Haies : qu'est-ce qui pousse les éleveurs cantaliens à replanter ?
Depuis 2020, près de 75 km de haies ont déjà été replantés dans le Cantal par les agriculteurs, une dizaine d’autres devraient l’être grâce à un nouveau programme du Feader.
Depuis 2020, près de 75 km de haies ont déjà été replantés dans le Cantal par les agriculteurs, une dizaine d’autres devraient l’être grâce à un nouveau programme du Feader.
En cinq ans, près de 75 km linéaires de haies ont été implantés par les agriculteurs du Cantal dans le cadre du Pacte gouvernemental en faveur de la haie, faisant du département l’un des plus volontaristes en la matière. L’équivalent d’un itinéraire Aurillac-Bort-les-Orgues ou d’un Aurillac-Molompize reverdi avec toutes les vertus que recèle cet élément bocager.
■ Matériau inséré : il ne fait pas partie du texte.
PR #10, opened 2020-08-31
PLENTY-251 export variations

RimantasAdeoWeb:


src/Wrapper/Product.php
```diff
@@ -118,7 +119,21 @@ protected function processVariations(): void
         foreach ($this->variationEntities as $variationEntity) {
             $variation = new Variation($this->config, $this->registry, $variationEntity);
             $variation->processData();
-            $this->variations[] = $variation;
+
+            if ($variation->isMain()) {
+                $this->item->addImage($variation->getImage());
```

Un nouveau programme triennal (2026-2028) - financé par le Feader (UE et Région) - s’est ouvert qui va permettre de prolonger cette régénération, comme l’ont expliqué Pauline Pierrard, responsable du pôle Territoire à la Chambre d’agriculture, et Maxime Henrion, conseiller à la Mission Haies, lors des deux rendez-vous techniques proposés aux agriculteurs intéressés pour se lancer, le 29 avril à Saint-Flour et le 6 mai à Marmanhac.
Haies : parasol, paravent, pro-biodiversité
Pourquoi ce retour en grâce des haies dans le paysage agricole local ? En premier lieu pour des considérations agronomiques et de bien-être animal à l’heure du changement climatique. Si jadis, sur les plateaux de montagne, la haie avait vocation à se protéger de l’écir (c’est d’ailleurs un pare-congère efficace), aujourd’hui il s’agit aussi de contrecarrer les vents asséchants du printemps par exemple. Pour autant, l’idée n’est pas d’instaurer des barrières étanches (thuyas ou résineux par exemple) aux effets contraires à ceux recherchés, à savoir échaudage et verse. “La porosité optimale est de ne filtrer que 40 % du vent”, a indiqué Maxime Henrion. Sachant que l’effet brise-vent de la haie s’étend sur une distance 15 à 20 fois supérieure à la hauteur des végétaux. Ainsi, une haie de 6 m de haut va protéger sur 100 à 120 m, avec des gains de production sur les cultures, de l’ordre de 5 à 25 %, surtout en conditions séchantes.
C’est ce second effet, l’effet parasol, que recherchent aujourd’hui bon nombre d’éleveurs : en plein été sur prairies, la température est abaissée de 5 à 10°C sous un arbre. À noter également, le micro-climat généré par la haie protège cultures, animaux mais aussi les bâtiments à proximité avec un gain énergétique.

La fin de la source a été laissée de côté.